### Work request
Only the lines containing "sure" belong in the answer; find them in the material below.

——

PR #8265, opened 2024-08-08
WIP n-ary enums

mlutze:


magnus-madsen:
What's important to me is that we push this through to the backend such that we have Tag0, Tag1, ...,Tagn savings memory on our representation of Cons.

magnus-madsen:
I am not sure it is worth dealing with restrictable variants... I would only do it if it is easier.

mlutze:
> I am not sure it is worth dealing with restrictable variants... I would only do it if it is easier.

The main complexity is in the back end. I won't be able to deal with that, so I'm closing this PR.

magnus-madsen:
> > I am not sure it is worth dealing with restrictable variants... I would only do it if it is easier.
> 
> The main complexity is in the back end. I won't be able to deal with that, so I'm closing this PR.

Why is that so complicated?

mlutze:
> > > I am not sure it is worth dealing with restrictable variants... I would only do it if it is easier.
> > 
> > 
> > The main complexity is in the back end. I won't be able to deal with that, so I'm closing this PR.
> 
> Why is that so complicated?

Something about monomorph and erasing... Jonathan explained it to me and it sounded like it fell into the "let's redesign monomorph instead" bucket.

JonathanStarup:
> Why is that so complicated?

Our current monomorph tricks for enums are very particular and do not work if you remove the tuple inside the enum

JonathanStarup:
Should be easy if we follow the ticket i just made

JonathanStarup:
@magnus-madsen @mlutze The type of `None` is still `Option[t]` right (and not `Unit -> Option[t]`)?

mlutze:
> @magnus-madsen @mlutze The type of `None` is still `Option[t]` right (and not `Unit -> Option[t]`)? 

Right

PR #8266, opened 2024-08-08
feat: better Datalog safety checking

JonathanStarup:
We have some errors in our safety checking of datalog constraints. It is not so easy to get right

——

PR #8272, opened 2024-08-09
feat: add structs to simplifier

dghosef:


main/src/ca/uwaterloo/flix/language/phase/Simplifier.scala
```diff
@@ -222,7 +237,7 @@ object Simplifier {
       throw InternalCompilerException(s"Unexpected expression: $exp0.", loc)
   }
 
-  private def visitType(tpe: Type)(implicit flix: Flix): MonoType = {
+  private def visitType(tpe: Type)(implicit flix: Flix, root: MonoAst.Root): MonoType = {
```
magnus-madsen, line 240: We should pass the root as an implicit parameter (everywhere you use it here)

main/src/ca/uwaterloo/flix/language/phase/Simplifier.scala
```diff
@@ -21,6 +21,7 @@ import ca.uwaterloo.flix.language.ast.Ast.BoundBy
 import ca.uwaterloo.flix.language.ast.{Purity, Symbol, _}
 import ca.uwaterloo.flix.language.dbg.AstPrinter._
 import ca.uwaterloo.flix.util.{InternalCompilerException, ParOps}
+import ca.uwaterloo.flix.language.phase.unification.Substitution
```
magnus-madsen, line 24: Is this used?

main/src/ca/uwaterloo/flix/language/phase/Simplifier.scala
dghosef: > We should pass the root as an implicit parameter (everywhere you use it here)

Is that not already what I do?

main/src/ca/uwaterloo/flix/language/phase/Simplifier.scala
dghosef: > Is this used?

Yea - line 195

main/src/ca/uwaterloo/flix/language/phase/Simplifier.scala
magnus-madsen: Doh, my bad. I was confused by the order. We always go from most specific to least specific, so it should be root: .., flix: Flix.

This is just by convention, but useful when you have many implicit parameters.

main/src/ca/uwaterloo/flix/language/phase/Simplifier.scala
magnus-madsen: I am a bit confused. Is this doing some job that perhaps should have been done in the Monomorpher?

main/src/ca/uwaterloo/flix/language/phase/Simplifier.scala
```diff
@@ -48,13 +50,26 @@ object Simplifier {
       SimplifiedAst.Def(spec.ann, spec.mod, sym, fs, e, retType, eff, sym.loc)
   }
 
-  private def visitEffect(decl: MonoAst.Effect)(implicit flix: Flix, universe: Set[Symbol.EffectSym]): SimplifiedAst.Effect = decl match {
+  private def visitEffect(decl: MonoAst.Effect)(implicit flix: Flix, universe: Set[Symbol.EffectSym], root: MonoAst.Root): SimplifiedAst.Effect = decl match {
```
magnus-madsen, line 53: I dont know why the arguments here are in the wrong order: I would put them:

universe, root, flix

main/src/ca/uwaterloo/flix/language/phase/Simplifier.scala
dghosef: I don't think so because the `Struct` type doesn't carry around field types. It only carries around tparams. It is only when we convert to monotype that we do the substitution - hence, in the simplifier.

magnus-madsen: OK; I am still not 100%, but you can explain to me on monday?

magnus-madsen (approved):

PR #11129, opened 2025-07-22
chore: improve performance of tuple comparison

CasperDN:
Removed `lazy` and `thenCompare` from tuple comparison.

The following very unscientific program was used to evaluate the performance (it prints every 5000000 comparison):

——

### Output below
I am not sure it is worth dealing with restrictable variants... I would only do it if it is easier.
> I am not sure it is worth dealing with restrictable variants... I would only do it if it is easier.
> > I am not sure it is worth dealing with restrictable variants... I would only do it if it is easier.
> > > I am not sure it is worth dealing with restrictable variants... I would only do it if it is easier.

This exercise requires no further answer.